[Saved entries]
============
PR #2829, opened 2019-07-09
Prototype: Delegate procedure calls to worker nodes

marcocitus:
Citus currently always executes stored procedures on the coordinator node, which results in high response times and low throughput since every command in the procedure involves one or more network round-trip between the coordinator and workers and incurs planning/execution overhead, even if all the commands go to the same worker node.

This PR implements a basic mechanism for defining distributed functions and procedures using `distribute_procedure`. The procedure is initally replicated to all nodes and has a distribution argument which is used for routing calls to worker nodes with metadata (à la MX). The worker node is chosen based on a the value in the "distribution argument" according to the distribution of a co-located distributed table.

The idea is that the stored procedure would have a tenant ID argument and the node executing the procedure is the one storing the data for that tenant, to avoid network round-trips. Because the worker node has the full metadata, it is still able to handle multi-shard queries within the procedure in case not all queries have distribution column filters or there are writes to a reference table. That way, we avoid having to do careful analysis of the function to ensure it only touches co-located shards.

I'm mainly pushing this branch to do some benchmarks and opening the PR for information sharing purposes.

Currently only CALL is delegated to the worker nodes, the function is not yet created on `master_activate_node`, there is no way to undistribute a function, and the metadata is not updated after changes to a function (e.g. DROP FUNCTION).

I'm also experimenting a bit with storing the metadata in an upgrade-safe manner, since the OIDs of the functions may not be preserved during pg_upgrade. The `proargtypes` still need to be added to uniquely identify the function and renames and schema changes need te be handled. We may want to consider a simpler solution (e.g. a pre-upgrade script).

### DIFF
--- a/src/backend/distributed/metadata/procedure_metadata.c
+++ b/src/backend/distributed/metadata/procedure_metadata.c
@@ -1,0 +1,412 @@
+/*
+ * procedure_metadata.c
+ *   Functions to load metadata on distributed stored procedures.
+ */
+#include "postgres.h"
+#include "miscadmin.h"
+#include "funcapi.h"
+
+
+#include "access/genam.h"
+#include "access/heapam.h"
+#include "access/htup.h"
+#include "access/htup_details.h"
+#include "access/skey.h"
+#include "access/tupmacs.h"
+#include "access/xact.h"
+#include "catalog/indexing.h"
+#include "catalog/namespace.h"
+#include "catalog/pg_namespace.h"
+#include "catalog/pg_proc.h"
+#include "commands/sequence.h"
+#include "distributed/citus_procedures.h"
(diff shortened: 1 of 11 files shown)


src/backend/distributed/metadata/procedure_metadata.c
```diff
@@ -0,0 +1,412 @@
...
+		heap_close(pgDistColocation, ExclusiveLock);
+	}
+
+	return colocationId;
+}
+
+
+/*
+ * InsertDistributedProcedureRecord inserts a record into citus.procedures recording
+ * that the function should be distributed and
```
serprex: and...

marcocitus:
Superseded by #2965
============
#### Task to carry out:
When you transcribe the records above, keep every line exactly the same.

#### Answer for the task:
PR #2829, opened 2019-07-09
Prototype: Delegate procedure calls to worker nodes

marcocitus:
Citus currently always executes stored procedures on the coordinator node, which results in high response times and low throughput since every command in the procedure involves one or more network round-trip between the coordinator and workers and incurs planning/execution overhead, even if all the commands go to the same worker node.

This PR implements a basic mechanism for defining distributed functions and procedures using `distribute_procedure`. The procedure is initally replicated to all nodes and has a distribution argument which is used for routing calls to worker nodes with metadata (à la MX). The worker node is chosen based on a the value in the "distribution argument" according to the distribution of a co-located distributed table.

The idea is that the stored procedure would have a tenant ID argument and the node executing the procedure is the one storing the data for that tenant, to avoid network round-trips. Because the worker node has the full metadata, it is still able to handle multi-shard queries within the procedure in case not all queries have distribution column filters or there are writes to a reference table. That way, we avoid having to do careful analysis of the function to ensure it only touches co-located shards.

I'm mainly pushing this branch to do some benchmarks and opening the PR for information sharing purposes.

Currently only CALL is delegated to the worker nodes, the function is not yet created on `master_activate_node`, there is no way to undistribute a function, and the metadata is not updated after changes to a function (e.g. DROP FUNCTION).

I'm also experimenting a bit with storing the metadata in an upgrade-safe manner, since the OIDs of the functions may not be preserved during pg_upgrade. The `proargtypes` still need to be added to uniquely identify the function and renames and schema changes need te be handled. We may want to consider a simpler solution (e.g. a pre-upgrade script).

### DIFF
--- a/src/backend/distributed/metadata/procedure_metadata.c
+++ b/src/backend/distributed/metadata/procedure_metadata.c
@@ -1,0 +1,412 @@
+/*
+ * procedure_metadata.c
+ *   Functions to load metadata on distributed stored procedures.
+ */
+#include "postgres.h"
+#include "miscadmin.h"
+#include "funcapi.h"
+
+
+#include "access/genam.h"
+#include "access/heapam.h"
+#include "access/htup.h"
+#include "access/htup_details.h"
+#include "access/skey.h"
+#include "access/tupmacs.h"
+#include "access/xact.h"
+#include "catalog/indexing.h"
+#include "catalog/namespace.h"
+#include "catalog/pg_namespace.h"
+#include "catalog/pg_proc.h"
+#include "commands/sequence.h"
+#include "distributed/citus_procedures.h"
(diff shortened: 1 of 11 files shown)


src/backend/distributed/metadata/procedure_metadata.c
```diff
@@ -0,0 +1,412 @@
...
+		heap_close(pgDistColocation, ExclusiveLock);
+	}
+
+	return colocationId;
+}
+
+
+/*
+ * InsertDistributedProcedureRecord inserts a record into citus.procedures recording
+ * that the function should be distributed and
```
serprex: and...

marcocitus:
Superseded by #2965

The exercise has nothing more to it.